→ **WORK TO BE COMPLETED**
All that should come back is the lines of the data below from the one containing "Issue #9665, opened 2024-12-30" to the one containing "I tested it", inclusive, exactly as they stand.

→ **Saved data entries**
·····

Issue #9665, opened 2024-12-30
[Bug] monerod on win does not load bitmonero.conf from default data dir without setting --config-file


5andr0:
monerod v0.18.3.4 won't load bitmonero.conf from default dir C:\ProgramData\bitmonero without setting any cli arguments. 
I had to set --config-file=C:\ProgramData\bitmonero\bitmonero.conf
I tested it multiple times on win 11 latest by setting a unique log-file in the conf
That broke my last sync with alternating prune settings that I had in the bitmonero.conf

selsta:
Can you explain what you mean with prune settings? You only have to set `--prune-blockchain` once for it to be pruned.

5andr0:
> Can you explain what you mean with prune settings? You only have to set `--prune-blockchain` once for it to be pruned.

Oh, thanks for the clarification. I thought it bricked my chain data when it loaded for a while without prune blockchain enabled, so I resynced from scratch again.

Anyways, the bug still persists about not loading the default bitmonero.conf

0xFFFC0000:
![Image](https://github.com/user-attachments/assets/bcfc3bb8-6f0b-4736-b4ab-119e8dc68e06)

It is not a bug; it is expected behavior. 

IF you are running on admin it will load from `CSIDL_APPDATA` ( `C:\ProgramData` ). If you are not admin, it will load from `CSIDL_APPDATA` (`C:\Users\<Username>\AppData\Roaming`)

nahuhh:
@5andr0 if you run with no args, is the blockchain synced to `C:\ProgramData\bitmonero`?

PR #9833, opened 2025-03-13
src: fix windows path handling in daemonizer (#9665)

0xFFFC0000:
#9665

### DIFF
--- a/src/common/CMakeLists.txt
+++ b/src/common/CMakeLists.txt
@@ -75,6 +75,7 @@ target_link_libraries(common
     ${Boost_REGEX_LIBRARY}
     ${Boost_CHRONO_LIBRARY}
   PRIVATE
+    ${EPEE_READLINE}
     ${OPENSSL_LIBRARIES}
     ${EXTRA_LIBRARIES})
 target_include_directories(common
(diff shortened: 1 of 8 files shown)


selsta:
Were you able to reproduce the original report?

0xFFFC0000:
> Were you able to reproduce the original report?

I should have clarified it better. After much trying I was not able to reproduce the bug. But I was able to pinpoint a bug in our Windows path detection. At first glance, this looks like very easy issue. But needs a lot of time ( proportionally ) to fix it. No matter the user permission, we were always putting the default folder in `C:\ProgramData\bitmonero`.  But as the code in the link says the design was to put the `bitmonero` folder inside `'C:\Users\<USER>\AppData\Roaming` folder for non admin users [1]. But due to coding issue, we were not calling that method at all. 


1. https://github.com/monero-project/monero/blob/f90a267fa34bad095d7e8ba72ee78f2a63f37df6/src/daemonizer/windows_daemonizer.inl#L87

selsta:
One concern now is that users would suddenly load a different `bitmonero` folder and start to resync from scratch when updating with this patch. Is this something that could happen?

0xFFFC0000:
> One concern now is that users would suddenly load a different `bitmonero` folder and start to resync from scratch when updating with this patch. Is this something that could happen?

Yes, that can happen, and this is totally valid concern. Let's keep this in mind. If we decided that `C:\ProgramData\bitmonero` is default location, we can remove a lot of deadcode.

·····

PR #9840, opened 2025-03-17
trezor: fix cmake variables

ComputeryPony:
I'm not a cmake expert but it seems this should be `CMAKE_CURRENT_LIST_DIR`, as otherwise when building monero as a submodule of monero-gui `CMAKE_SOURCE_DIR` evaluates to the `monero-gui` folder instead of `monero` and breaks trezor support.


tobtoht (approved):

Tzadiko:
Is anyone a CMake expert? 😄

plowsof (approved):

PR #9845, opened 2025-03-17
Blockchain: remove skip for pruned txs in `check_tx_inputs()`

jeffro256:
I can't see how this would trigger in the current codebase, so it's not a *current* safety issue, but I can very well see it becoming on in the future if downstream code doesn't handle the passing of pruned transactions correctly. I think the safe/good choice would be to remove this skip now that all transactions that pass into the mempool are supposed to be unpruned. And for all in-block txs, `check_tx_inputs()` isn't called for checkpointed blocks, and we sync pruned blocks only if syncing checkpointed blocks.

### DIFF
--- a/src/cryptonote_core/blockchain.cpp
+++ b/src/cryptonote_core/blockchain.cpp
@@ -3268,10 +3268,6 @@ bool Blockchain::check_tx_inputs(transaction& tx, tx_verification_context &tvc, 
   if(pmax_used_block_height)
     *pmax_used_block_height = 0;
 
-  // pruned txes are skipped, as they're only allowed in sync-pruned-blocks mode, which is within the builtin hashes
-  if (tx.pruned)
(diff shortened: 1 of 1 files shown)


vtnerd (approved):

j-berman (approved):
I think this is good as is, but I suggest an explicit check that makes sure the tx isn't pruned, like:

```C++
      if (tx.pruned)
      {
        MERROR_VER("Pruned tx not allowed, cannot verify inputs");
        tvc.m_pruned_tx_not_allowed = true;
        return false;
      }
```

·····

→ **SOLUTION**
Issue #9665, opened 2024-12-30
[Bug] monerod on win does not load bitmonero.conf from default data dir without setting --config-file


5andr0:
monerod v0.18.3.4 won't load bitmonero.conf from default dir C:\ProgramData\bitmonero without setting any cli arguments. 
I had to set --config-file=C:\ProgramData\bitmonero\bitmonero.conf
I tested it multiple times on win 11 latest by setting a unique log-file in the conf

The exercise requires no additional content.